*** RECORDS TO PROCESS Section Begins ***

PR #11519, opened 2025-12-29
Disable Vulkan by default on Windows, clarify `README.md`

### LINKED ISSUE #11518: Can't build without vulkan package anymore
Caused by https://github.com/ddnet/ddnet/pull/11488 @Robyt3 
Worked fine before the PR

Windows 10, MSVC, during CMake cache configuration
```
1> [CMake] -- Checking for module 'vulkan'
1> [CMake] --   Package 'vulkan' not found
1> [CMake] CMake Error at cmake/BuildVulkanShaders.cmake:48 (message):
1> [CMake]   spirv-opt binary was not found.  Did you install the Vulkan SDK / packages?
1> [CMake] Call Stack (most recent call first):
1> [CMake]   CMakeLists.txt:567 (include)
1> [CMake] -- Configuring incomplete, errors occurred!
```

If vulkan SDK is really required now, and there's no workaround maybe it should be at least mentioned in the README, how to download and set it up

Or just revert to default backend instead of fatal error

Robyt3:
Closes #11518.

## Checklist


README.md
```diff
@@ -158,8 +158,8 @@ FLUSH PRIVILEGES;
 	Default value is OFF.
 
 * **-DVULKAN=[ON|OFF]** <br>
-	Whether to enable the vulkan backend.
-	On Windows you need to install the Vulkan SDK and set the `VULKAN_SDK` environment flag accordingly.
+	Whether to enable the Vulkan graphics backend.
+	You need to install the [Vulkan SDK](https://vulkan.lunarg.com/sdk/home) and set the `VULKAN_SDK` environment flag accordingly.
```
def-, line 162: Only on Windows I think. I never had to set anything on Linux.

heinrich5991:
Can we disable it by default on Windows so the build is easier in MSVC?

README.md
Robyt3: I think the SPIRV-Tools are not installed by default. In the CI we previously installed `libvulkan-dev glslang-tools spirv-tools` before #11488.

README.md
```diff
@@ -241,15 +241,21 @@ On your tools hotbar next to the triangular "Run" Button, you can now select wha
 
 ## Building on Windows with standalone MSVC build tools
 
-First off you will need to install the MSVC [Build Tools](https://visualstudio.microsoft.com/visual-cpp-build-tools/), [Python 3](https://www.python.org/downloads/) as well as [Rust](https://www.rust-lang.org/tools/install).
+First off you will need to install the following dependencies:
+
+- [MSVC Build Tools](https://visualstudio.microsoft.com/visual-cpp-build-tools/),
+- [Python 3](https://www.python.org/downloads/),
```
KebsCS: Maybe 
```suggestion
- [Python 3](https://www.python.org/downloads/windows/),
```

CMakeLists.txt
```diff
@@ -92,9 +92,7 @@ set(AUTO_DEPENDENCIES_DEFAULT OFF)
 set(AUTO_VULKAN_BACKEND ON)
 if(TARGET_OS STREQUAL "windows")
   set(AUTO_DEPENDENCIES_DEFAULT ON)
-  if(TARGET_CPU_ARCHITECTURE STREQUAL "x86")
-    set(AUTO_VULKAN_BACKEND OFF)
-  endif()
+  set(AUTO_VULKAN_BACKEND OFF)
```
KebsCS, line 95: Could it be disabled only when the SDK is not installed? So based on the `$ENV{VULKAN_SDK}`, or with `find_program(SPIRV_OPTIMIZER_PROGRAM spirv-opt)`?

KebsCS:
```cpp
if(DEFINED ENV{VULKAN_SDK})
    set(AUTO_VULKAN_BACKEND ON)
endif()
```

Robyt3: I don't like the default being dependent on whether the SDK is installed.

KebsCS: Why not? It's just the default, which is overwritten by the `VULKAN` argument anyway. Isn't it the better backend that should be primarily used when possible

Robyt3: Not sure. I don't like the default being dynamic. Being different depending on the operating system is also not ideal. If you don't have the prerequisites for a configuration option, you should either install the prerequisites or explicitly choose a different configuration. It violates the principle of least astonishment to me, that the build system almost silently selects/deselects features automatically depending on the environment.

> Isn't it the better backend that should be primarily used when possible

Theoretically, yes. Practically, it seems unstable with some graphics drivers and we keep getting reports of "device lost" errors.

PR #11522, opened 2025-12-29
Persist temporarily invalid country filters

Pioooooo:
Excluded community country reappear automatically when servers from certain country are shut down and then come back later, which is annoying.

## Checklist

### DIFF
--- a/src/engine/client/serverbrowser.cpp
+++ b/src/engine/client/serverbrowser.cpp
@@ -2114,19 +2114,8 @@ void CExcludedCommunityCountryFilterList::Clean(const std::vector<CCommunity> &v
 		if(CommunityEntry != m_Entries.end())
 		{
 			auto &CountryEntries = CommunityEntry->second;
-			for(auto It = CountryEntries.begin(); It != CountryEntries.end();)
-			{
-				if(AllowedCommunity.HasCountry(It->Name()))
-				{
-					++It;
-				}
-				else
-				{
-					It = CountryEntries.erase(It);
-				}
-			}
 			// Prevent filter that would exclude all allowed countries
-			if(CountryEntries.size() == AllowedCommunity.Countries().size())
+			if(std::ranges::all_of(AllowedCommunity.Countries(), [&](const CCommunityCountry &Country) { return CountryEntries.contains(Country.Name()); }))
 			{
 				CountryEntries.clear();
 			}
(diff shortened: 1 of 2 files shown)


heinrich5991:
Maybe the invalid country filters should still be shown while they're in effect. 🤔

Pioooooo:
They are invalid because they're actually not filtering anything, so I don't think they should be shown in the GUI. I would say a console command that list current excluded countries might be useful though not a lot.

heinrich5991:
> They are invalid because they're actually not filtering anything, so I don't think they should be shown in the GUI.

Maybe it'd be useful to show these, since they are state that exists, but would otherwise be hidden from the user.

Pioooooo:
I think we don't have a sanity check for `add_excluded_country` right now and you could put whatever you want there. Some invalid country code can't be shown with flags. We might need a check for this as well if it should be displayed to users

src/engine/client/serverbrowser.cpp
```diff
@@ -2114,19 +2114,8 @@ void CExcludedCommunityCountryFilterList::Clean(const std::vector<CCommunity> &v
...
-					++It;
-				}
-				else
-				{
-					It = CountryEntries.erase(It);
-				}
-			}
 			// Prevent filter that would exclude all allowed countries
-			if(CountryEntries.size() == AllowedCommunity.Countries().size())
+			if(std::ranges::all_of(AllowedCommunity.Countries(), [&](const CCommunityCountry &Country) { return CountryEntries.contains(Country.Name()); }))
```
AssassinTee, line 2118: @Pioooooo can you make sure, that std::ranges::all_of is available on gcc 10 and above for the release machine of @def- ? I am not entirely sure it is - tho from my research it looks like the core support for std::ranges was with 10.1 - since this is in algorithm, I can't tell

heinrich5991:
I think we shouldn't persist data in config variables that is not visible to the user. It feels like this has the potential of becoming a UI problem.

Pioooooo:
I believe the community filter is to some extent persisted right now, but didn't recheck so might be wrong.

Robyt3:
> I believe the community filter is to some extent persisted right now, but didn't recheck so might be wrong.

Unknown community filters are only kept right now if no community information is available, so the filters aren't lost if the info could not be loaded.

> Some invalid country code can't be shown with flags.

You could show the default flag.

PR #11526, opened 2025-12-30
Upload results of failed integration tests as artifacts, write integration test failure to temporary directory

Robyt3:
Allow the CI step running the integration tests to continue on error. Then, on error, upload the folders of failed integration tests as an artifact within each runner to improve debugging of integration test failures. Afterwards, log a summary for the GitHub workflow using [`$GITHUB_STEP_SUMMARY`](https://docs.github.com/en/actions/reference/workflows-and-actions/workflow-commands#adding-a-job-summary) and fail the workflow.

For failing integration tests, write the error string to a file `test_failure.log` in the test's temporary directory. This simplifies debugging by making each temporary folder self-contained and makes summarizing the results in the CI easier.

The workflow summary now looks like this when an integration test failed: https://github.com/Robyt3/ddnet/actions/runs/20560242408

However, in the individual workflows the skipped test failure in the "Run integration tests" step is not expanded by default:

## Checklist

- [X] Tested the change

### DIFF
--- a/.github/workflows/clang-sanitizer.yml
+++ b/.github/workflows/clang-sanitizer.yml
@@ -105,6 +105,8 @@ jobs:
         cp target/debug/mastersrv ../../clang-sanitizer
 
     - name: Run integration tests with ASan and UBSan
+      id: integration_test
+      continue-on-error: true
       run: |
         cd clang-sanitizer
         set +e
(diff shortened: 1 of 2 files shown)


.github/workflows/clang-sanitizer.yml
```diff
@@ -125,3 +127,34 @@ jobs:
...
+        path: clang-sanitizer/integration_*
+        if-no-files-found: error
+
+    - name: Summarize integration test results
+      if: steps.integration_test.outcome == 'failure'
+      shell: bash
+      run: |
+        echo -e "\033[31mFAILED: Integration test failed. Refer to the workflow logs and uploaded artifacts in the steps above for details.\033[m"
+        echo "### Integration test failed" >> $GITHUB_STEP_SUMMARY
+        echo "" >> $GITHUB_STEP_SUMMARY
```
def-:
```suggestion
        echo >> $GITHUB_STEP_SUMMARY
```

PR #11527, opened 2025-12-30
Move `time` and `timestamp` functions to `time.cpp/h`, minor refactoring

Robyt3:
CC #10093.

## Checklist

### DIFF
--- a/src/base/time.h
+++ b/src/base/time.h
@@ -12,21 +12,29 @@
  * Time utilities.
  *
  * @defgroup Time Time
+ *
+ * @ref Timestamp
  */
 
 /**
  * Timestamp related functions.
  *
  * @defgroup Timestamp Timestamps
+ *
+ * @ref Time
  */
 
 /**
+ * Clears the cached sample of the high resolution timer.
+ *
  * @ingroup Time
+ *
+ * @see time_get
  */
 void set_new_tick();
 
 /**
- * Fetches a sample from a high resolution timer and converts it in nanoseconds.
+ * Fetches a sample from a high resolution timer and converts it to nanoseconds.
  *
  * @ingroup Time
  *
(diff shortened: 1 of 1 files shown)


Robyt3:
Might be slightly controversial because this moves all time and timestamp functions to `time.cpp/h`, including functions for converting times to strings and vice versa. However, I think these functions all belong in the files `time.cpp/h`. They share the static function `time_localtime_threadlocal` in their implementation, which would have to be made public or duplicated if multiple files were used. This would also require adding `#include <ctime>` in our `time.h` for the `tm` type.
These functions were also all in the `Time` and `Timestamp` documentation groups already.

src/base/time.h
```diff
@@ -123,7 +132,32 @@ ETimeSeason time_season();
...
 void str_timestamp(char *buffer, int buffer_size);
+
+/**
+ * Copies a timestamp of the current time in the given format to the string.
+ *
+ * @ingroup Timestamp
+ *
+ * @param buffer Pointer to a buffer that shall receive the timestamp string.
+ * @param buffer_size Size of the buffer.
+ * @param format Time formatting string. See https://cplusplus.com/reference/ctime/strftime/ for format description.
```
heinrich5991:
```suggestion
 * @param format Time formatting string. See https://cppreference.com/w/c/chrono/strftime.html for format description.
```
I think cppreference.com is generally closer to the standard than cplusplus.com.

src/base/time.h
```diff
@@ -123,7 +132,32 @@ ETimeSeason time_season();
...
+
+/**
+ * Copies a timestamp of the given time in the given format to the string.
+ *
+ * @ingroup Timestamp
+ *
+ * @param time The time value to represent as a string.
+ * @param buffer Pointer to a buffer that shall receive the timestamp string.
+ * @param buffer_size Size of the buffer.
+ * @param format Time formatting string. See https://cplusplus.com/reference/ctime/strftime/ for format description.
```
heinrich5991:
```suggestion
 * @param format Time formatting string. See https://cppreference.com/w/c/chrono/strftime.html for format description.
```

heinrich5991 (commented):
The moves sound sensible to me.

PR #11531, opened 2025-12-30
Allow building Android without a git repo

def-:
Follow-up to https://github.com/ddnet/ddnet/pull/11497

Noticed during the nightly builds:
```
+build_android:12> BUILD_FLAGS=-j1 scripts/android/cmake_android.sh all DDNet-19.7-20251231 org.ddnet.client Release build-android
Android build type: all
Game name: DDNet-19.7-20251231
Package name: org.ddnet.client
Build type: Release
Build folder: build-android
Did not pass a version code, using default: 19070
Building cmake (arm)...
fatal: not a git repository (or any of the parent directories): .git
```
## Checklist

### DIFF
--- a/scripts/android/cmake_android.sh
+++ b/scripts/android/cmake_android.sh
@@ -119,7 +119,16 @@ function build_for_type() {
 		build_extra_cflags="${build_extra_cflags} ${ANDROID_EXTRA_RELEASE_CFLAGS}"
 	fi
 
-	SOURCE_DATE_EPOCH=$(git log -1 --format=%ct)
+	if [[ -n ${SOURCE_DATE_EPOCH:-} ]]; then
+		: # Prefer the explicitly passed date
+	elif [[ -f source_date_epoch ]]; then
+		SOURCE_DATE_EPOCH=$(cat source_date_epoch)
+	elif git rev-parse --is-inside-work-tree > /dev/null 2>&1; then
+		SOURCE_DATE_EPOCH=$(git log -1 --format=%ct)
+	else
+		log_error "For reproducibility build inside a git repository, or provide either a SOURCE_DATE_EPOCH env. variable or source_date_epoch file, containing the seconds since Jan 1, 1970, 00:00:00 UTC"
+		exit 1
+	fi
 	export SOURCE_DATE_EPOCH
 	cmake \
 		-H. \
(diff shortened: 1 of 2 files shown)


heinrich5991:
Will you build releases from git or do you use release tarballs there as well?

def-:
I'm always just downloading the zip from github. If it's really necessary, I can switch to a `git clone`, but in general we shouldn't depend on `git` for building.

heinrich5991:
This makes the build unreproducible between git or not and sets a date of 1970 on the resulting APK, which is not nice. I'm trying to find a better solution.

def-:
I'll solve it by putting a `source_date_epoch` file into the directory, containing just that info.

scripts/android/cmake_android.sh
```diff
@@ -119,7 +119,16 @@ function build_for_type() {
 		build_extra_cflags="${build_extra_cflags} ${ANDROID_EXTRA_RELEASE_CFLAGS}"
 	fi
 
-	SOURCE_DATE_EPOCH=$(git log -1 --format=%ct)
+	if [[ -n ${SOURCE_DATE_EPOCH:-} ]]; then
+		: # Prefer the explicitly passed date
+	elif [[ -f source_date_epoch ]]; then
+		SOURCE_DATE_EPOCH=$(cat source_date_epoch)
```
def-, line 125: This file will be shipped in our source code zip, so that people who build from that get a reproducible build by default. It will never be submitted into the git repository though.

scripts/android/cmake_android.sh
```diff
@@ -119,7 +119,16 @@ function build_for_type() {
...
+	elif git rev-parse --is-inside-work-tree > /dev/null 2>&1; then
+		SOURCE_DATE_EPOCH=$(git log -1 --format=%ct)
+	else
+		echo "For reproducibility build inside a git repository, or provide either a SOURCE_DATE_EPOCH env. variable or source_date_epoch file, containing the seconds since Jan 1, 1970, 00:00:00 UTC"
```
Robyt3: You can use `log_error` instead of `echo` here.

Robyt3 (commented):
Seems good.

scripts/android/cmake_android.sh
heinrich5991: Sounds good. :)

Robyt3 (approved):

PR #11533, opened 2025-12-31
Show which column threw the error

ChillerDragon:
CC https://github.com/DDNetPP/DDNetPP/issues/508

## Checklist


ChillerDragon:
Added a +1 because the db code does a -1 first.

https://github.com/ddnet/ddnet/blob/ce80c7a0157008e43b81d7192cee4dab5a2376f7/src/engine/server/databases/mysql.cpp#L569

So the assert message can be used to find the interesting line in the users code.

heinrich5991:
I guess it would be nice if you could do all the other `Get*()` functions, too.

ChillerDragon:
will do

ChillerDragon:
added

Robyt3 (approved):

*** RECORDS TO PROCESS Section Ends ***

*TASK DETAILS*: Lines holding the string "Copies" in the records above must be counted; give the number alone.

*RESULT OF THE TASK*: 2